(Stored data entries)
————
Issue #1725, opened 2025-05-29
Add Dedicated Test Suite for Vardiff to Ensure Stable and Accurate Difficulty Adjustment


Shourya742:
After the Vardiff module is integrated into the roles logic via (https://github.com/stratum-mining/stratum/pull/1714), we should begin developing a dedicated test suite to verify that difficulty adjustments are calculated accurately and remain stable over time. The goal is to ensure that Vardiff responds correctly to changes in miner hashrate without causing erratic fluctuations, maintaining consistent target share submission rates and overall system reliability across a variety of scenarios.

PR #1729, opened 2025-06-03
Add vardiff test framework

Shourya742:
Partially solves: #1725

### DIFF
--- a/protocols/v2/roles-logic-sv2/src/vardiff/test/mod.rs
+++ b/protocols/v2/roles-logic-sv2/src/vardiff/test/mod.rs
@@ -268,3 +268,49 @@ fn test_try_vardiff_no_shares_more_than_60s_decrease<V: Vardiff>(vardiff: &mut V
     );
     assert_eq!(vardiff.shares_since_last_update(), 0);
 }
+
+fn test_try_vardiff_with_less_spm_than_expected<V: Vardiff>(vardiff: &mut V) {
+    let initial_hashrate = vardiff.hashrate();
+
+    assert_eq!(initial_hashrate, 1000.0);
+
+    let simulation_duration = 60;
+    // testing case when realized_shares_per_minute / shares_per_minute = 0.4
+    simulate_shares_and_wait(vardiff, 4, simulation_duration);
+
+    let hashrate_after_60s = vardiff.try_vardiff().expect("try_vardiff failed").unwrap();
+
+    assert_eq!(hashrate_after_60s, 400.0);
+
+    let simulation_duration = 120;
+    // testing case when realized_shares_per_minute / shares_per_minute = 0.5
+    simulate_shares_and_wait(vardiff, 10, simulation_duration);
+
+    let hashrate_after_120s = vardiff.try_vardiff().expect("try_vardiff failed").unwrap();
+
+    assert_eq!(hashrate_after_120s, 200.0);
+
+    let simulation_duration = 180;
+    // testing case when realized_shares_per_minute / shares_per_minute = 0.55
+    simulate_shares_and_wait(vardiff, 16, simulation_duration);
+
+    let hashrate_after_180s = vardiff.try_vardiff().expect("try_vardiff failed").unwrap();
+
+    assert_eq!(hashrate_after_180s, 106.0);
+
+    let simulation_duration = 240;
+    // testing case when realized_shares_per_minute / shares_per_minute = 0.7
+    simulate_shares_and_wait(vardiff, 28, simulation_duration);
+
+    let hashrate_after_240s = vardiff.try_vardiff().expect("try_vardiff failed").unwrap();
+
+    assert_eq!(hashrate_after_240s, 74.2);
+
+    let simulation_duration = 300;
+    // testing case when realized_shares_per_minute / shares_per_minute = 0.85
+    simulate_shares_and_wait(vardiff, 42, simulation_duration);
+
+    let hashrate_after_300s = vardiff.try_vardiff().expect("try_vardiff failed").unwrap();
+
+    assert_eq!(hashrate_after_300s, 62.327995);
+}
--- a/protocols/v2/roles-logic-sv2/src/vardiff/test/classic.rs
+++ b/protocols/v2/roles-logic-sv2/src/vardiff/test/classic.rs
@@ -11,8 +11,8 @@ use super::{
     test_try_vardiff_no_shares_less_than_30s_decrease,
     test_try_vardiff_no_shares_more_than_60s_decrease,
     test_try_vardiff_stable_hashrate_minimal_change_or_no_change,
-    test_try_vardiff_with_shares_30_to_60s, test_try_vardiff_with_shares_less_than_30,
-    test_try_vardiff_with_shares_more_than_60s, Vardiff,
+    test_try_vardiff_with_less_spm_than_expected, test_try_vardiff_with_shares_30_to_60s,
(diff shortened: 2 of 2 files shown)


protocols/v2/roles-logic-sv2/src/vardiff/test/mod.rs
```diff
@@ -0,0 +1,189 @@
...
+        );
+        assert!(
+            diff_percentage < 20.0,
+            "Change should be minimal for stable rate if any"
+        );
+        assert_eq!(vardiff.shares_since_last_update(), 0)
+    } else {
+        assert!(
+            true,
+            "No update for stable hashrate is acceptable if deviation is low"
```
plebhash: I don't understand this... why `assert!` on `true`?

the sentence in the string is also not clear, are we saying that if deviation is low, updates are unacceptable? or that it's acceptable that no updates happened?

and overall, do we expect an update to happen or not?

plebhash: and since hashrate didn't change, shouldn't we simply assert that `vardiff.try_vardiff()` returns `Ok(None)`?

I mean, I understand the API was designed to be robust against statistically insignificant changes, but the execution of this test is deterministic so I don't get why we would leave different `if / else` statements here?

protocols/v2/roles-logic-sv2/src/vardiff/test/mod.rs
```diff
@@ -0,0 +1,189 @@
...
+        "Should not update within 15s; elapsed 10s"
+    );
+}
+
+pub fn test_try_vardiff_stable_hashrate_minimal_change_or_no_change<V: Vardiff>(vardiff: &mut V) {
+    let initial_hashrate = vardiff.hashrate();
+
+    let simulation_duration_secs = 70;
+    let expected_shares_for_duration =
+        (TEST_SHARES_PER_MINUTE * simulation_duration_secs as f32 / 60.0).round() as u32;
```
plebhash: given the linearity of this operation, what's the difference between setting a 70s duration and something much smaller, like 5s?

protocols/v2/roles-logic-sv2/src/vardiff/test/mod.rs
```diff
@@ -0,0 +1,189 @@
...
+use std::{thread, time::Duration};
+
+use crate::VardiffState;
+mod classic;
+
+use super::Vardiff;
+
+pub const TEST_INITIAL_HASHRATE: f32 = 1000.0;
+pub const TEST_SHARES_PER_MINUTE: f32 = 10.0;
+pub const TEST_MIN_ALLOWED_HASHRATE: f32 = 10.0;
```
plebhash, line 11: I did `cargo t` on this branch and I feel the test duration is a bit prohibitive.

waiting 70s or even 250s for a test to finish its execution feels a bit too much.

but also, I don't see any fundamental reason that forces us to do this

I mean, sure, expected share rate is set on a per-minute basis for UX reasons, but that doesn't mean that we must test scenarios for multiple minutes to assert the sanity of the APIs

if we remember that all math done here is linear, we can simply tweak these constants in order to allow us to perform our simulations under smaller execution timespans

plebhash: for example, if `TEST_SHARES_PER_MINUTE` is 60_000, we expect 1_000 shares per second

if in 1 second we only get 10 shares, that should be a trigger to lower the difficulty

if in 1 second we get 5_000 shares, that should be a trigger to raise the difficulty

if we want to emulate scenarios of "long" timespans, we can do ~10s

overall, we have plenty of room to play around with magnitudes, while trying to optimize for test execution time

protocols/v2/roles-logic-sv2/src/vardiff/test/mod.rs
```diff
@@ -0,0 +1,189 @@
...
+        new_hashrate, TEST_MIN_ALLOWED_HASHRATE,
+        "Hashrate should be clamped to minimum"
+    );
+    assert_eq!(
+        vardiff.hashrate(),
+        TEST_MIN_ALLOWED_HASHRATE,
+        "Stored hashrate should be clamped"
+    );
+    assert_eq!(vardiff.shares_since_last_update(), 0);
+}
```
plebhash: as discussed in the call, it seems this test belongs in a different file?

protocols/v2/roles-logic-sv2/src/vardiff/test/mod.rs
```diff
@@ -0,0 +1,189 @@
...
+        new_hashrate > initial_hashrate,
+        "Estimated hashratem should increase"
+    );
+    assert!(
+        vardiff.target() < initial_target,
+        "Target should become harder (smaller value)"
+    );
+    assert_eq!(vardiff.shares_since_last_update(), 0);
+}
+
```
plebhash, line 183: I see tests to assert target increase and decrease

but I don't see anything asserting that the vardiff converges to a correct hashrate estimation?

protocols/v2/roles-logic-sv2/src/vardiff/test/mod.rs
plebhash: or even 1s?

protocols/v2/roles-logic-sv2/src/vardiff/test/mod.rs
plebhash: ok I see the minimum window we have is 15s

https://github.com/stratum-mining/stratum/blob/e5fd8b7a35ba8f7c13e25608a8ec7f56116cb1d3/protocols/v2/roles-logic-sv2/src/vardiff/classic.rs#L157-L159

@GitGab19 I assume this is important for the correct behavior of the algorithm, right?

if so, then we can still make test durations much smaller, sticking to 15s as the default execution time and making artithmetic adaptations around `TEST_SHARES_PER_MINUTE`

bit-aloo: I’ve added a test configuration for this, which will also allow delta_time <= 0 in testing scenarios.

bit-aloo: Although the linearity seems tempting to exploit for testing, there’s a fundamental reason we need to wait for this duration our logic is designed to trigger at specific time intervals. Anyway, I’ve updated the tests to specifically target those wait points, and they’re now more intuitive to understand. The downside is that we still need to wait at least 60 seconds for those points to be reached. I initially considered adding some test-specific logic to bypass this, but that felt like heavy lifting given the current setup.

protocols/v2/roles-logic-sv2/src/vardiff/test/mod.rs
bit-aloo: I understand your point about the convergence test. I’m planning to add that in a separate PR since it will require more work. This PR focuses on adding the basic skeleton for the testing framework for the vardiff module and strictly handling edge cases in the vardiff calculation. We already have a convergence mechanism in the difficulty management of tproxy, but it's somewhat unreliable. Also, simulating the entire hashing process is influenced by variable processing speeds, which makes it tricky. Designing such tests to be deterministic across the system would need a more careful and thorough review.

plebhash: when I wrote this comment originally, I wasn't necessarily thinking about dynamically testing with real hashrate from a CPU miner

my mindset was more around statically running the tests with specific values, such that we can assert that the vardiff algo converges into the right direction on its hashrate estimation

plebhash (approved):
————
Starting with the first line of the records, repeat every line up to and including the one containing "simulation_duration = 120;", and nothing else.

— Answer section —
Issue #1725, opened 2025-05-29
Add Dedicated Test Suite for Vardiff to Ensure Stable and Accurate Difficulty Adjustment


Shourya742:
After the Vardiff module is integrated into the roles logic via (https://github.com/stratum-mining/stratum/pull/1714), we should begin developing a dedicated test suite to verify that difficulty adjustments are calculated accurately and remain stable over time. The goal is to ensure that Vardiff responds correctly to changes in miner hashrate without causing erratic fluctuations, maintaining consistent target share submission rates and overall system reliability across a variety of scenarios.

PR #1729, opened 2025-06-03
Add vardiff test framework

Shourya742:
Partially solves: #1725

### DIFF
--- a/protocols/v2/roles-logic-sv2/src/vardiff/test/mod.rs
+++ b/protocols/v2/roles-logic-sv2/src/vardiff/test/mod.rs
@@ -268,3 +268,49 @@ fn test_try_vardiff_no_shares_more_than_60s_decrease<V: Vardiff>(vardiff: &mut V
     );
     assert_eq!(vardiff.shares_since_last_update(), 0);
 }
+
+fn test_try_vardiff_with_less_spm_than_expected<V: Vardiff>(vardiff: &mut V) {
+    let initial_hashrate = vardiff.hashrate();
+
+    assert_eq!(initial_hashrate, 1000.0);
+
+    let simulation_duration = 60;
+    // testing case when realized_shares_per_minute / shares_per_minute = 0.4
+    simulate_shares_and_wait(vardiff, 4, simulation_duration);
+
+    let hashrate_after_60s = vardiff.try_vardiff().expect("try_vardiff failed").unwrap();
+
+    assert_eq!(hashrate_after_60s, 400.0);
+
+    let simulation_duration = 120;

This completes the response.